After posting about the panel discussion on the future of the book, I looked up the listing of e-book formats at Wikipedia and found:
- Archos Diffusion
- Broadband eBooks (BBeB)
- Comic Book Archive file
- Compiled HTML
- DAISY – ANSI/NISO Z39.86
- Desktop Author
- DjVu
- EPUB
- eReader
- FictionBook (Fb2)
- Founder Electronics
- Hypertext Markup Language
- iBook (Apple)
- IEC 62448
- KF8 (Amazon Kindle)
- Microsoft LIT
- Mobipocket
- Multimedia eBooks
- Newton eBook
- Open Electronic Package
- Portable Document Format
- Plain text files
- Plucker
- PostScript
- SSReader
- TealDoc
- TEBR
- Text Encoding Initiative
- TomeRaider
Beyond different formats, the additional issue being that each book stands on its own.
Imagine a “hover” over a section of interest in a book and relevant other “sections” from other books are also displayed.

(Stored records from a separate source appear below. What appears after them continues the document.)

PR #2225, opened 2024-09-04
[SNOW-1638242] Fix encoding of large decimal

sfc-gh-lspiegelberg:
When encoding decimals (e.g., `Decimal(3.141)`) the default context is precision 28. However, the calculation of how many bytes are needed to convert in `ast_utils.py` had a one-off error for these. Fixed by correctly rounding up the number of bytes required.

With this PR, `pytest src/snowflake/snowpark/functions.py::snowpark.functions.format_number` passes.


src/snowflake/snowpark/_internal/ast_utils.py
```diff
@@ -103,7 +104,9 @@ def build_expr_from_python_val(expr_builder: proto.Expr, obj: Any) -> None:
         unscaled_val = reduce(lambda val, digit: val * 10 + digit, dec_tuple.digits)
         if dec_tuple.sign != 0:
             unscaled_val *= -1
-        req_bytes = (unscaled_val.bit_length() + 7) // 8
+        # Need to round up.
+        req_bytes = int(math.ceil((unscaled_val.bit_length() + 7) / 8))
```
sfc-gh-oplaton, line 108: I'm not sure I understand. If using FP division and `math.ceil`, what's the point of `+ 7`?

sfc-gh-azwiegincew: It appears the argument to `ceil` is in the integer domain. `... / 8.0` should fix that and eliminate the need for `+7`.

sfc-gh-lspiegelberg: refactored and added comment.

tests/unit/test_ast_utils.py
```diff
@@ -0,0 +1,19 @@
...
+from snowflake.snowpark._internal.ast_utils import build_expr_from_python_val
+
+
+@pytest.mark.parametrize(
+    "value", [0, 1, -1, 3.141, "1234567", "12345678.9876543212345676543456"]
+)
+def test_decimal_encoding(value):
+    v = Decimal(value)
+    expr = proto.Expr()
+    build_expr_from_python_val(expr, v)
```
sfc-gh-oplaton, line 19: Optional: The test would be even more useful if it checked the value returned from `build_expr_from_python_val`.

src/snowflake/snowpark/_internal/ast_utils.py
```diff
@@ -106,7 +106,11 @@ def build_expr_from_python_val(expr_builder: proto.Expr, obj: Any) -> None:
         unscaled_val = reduce(lambda val, digit: val * 10 + digit, dec_tuple.digits)
         if dec_tuple.sign != 0:
             unscaled_val *= -1
-        req_bytes = (unscaled_val.bit_length() + 7) // 8
+
+        # In two-complement -1 with one byte is 0xFF. We encode arbitrary length integers
+        # in full bytes. Therefore, round up to fullest byte. To restore the sign, add another byte.
+        req_bytes = unscaled_val.bit_length() // 8 + 1
```
sfc-gh-oplaton, line 112: This allocates one extra byte for positive powers of 256. If allocating the optimal number of bytes is a goal, the previous formula works well.

sfc-gh-oplaton (approved):

src/snowflake/snowpark/_internal/ast_utils.py
sfc-gh-lspiegelberg: that's correct I believe, we need to have the extra byte to distinguish between positive and negative. Technically a bit would be sufficient, but we round up to full bytes.

tests/unit/test_ast_utils.py
sfc-gh-lspiegelberg: I started with this, but didn't want to add a dedicated decode routine. Thus this test just safeguards against the code not throwing exceptions.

Is anyone working on a mapping across these various formats? (Not conversion, “mapping across” language chosen deliberately. Conversion might violate a EULA. Navigation with due regard to the EULA would be difficult to prohibit.)
I realize some of them are too seldom used for commercially viable material to be of interest. Or may be of interest only in certain markets (SSReader for instance).
Not the classic topic map case of identifying duplicate content in different guises but producing navigation across different formats to distinct material.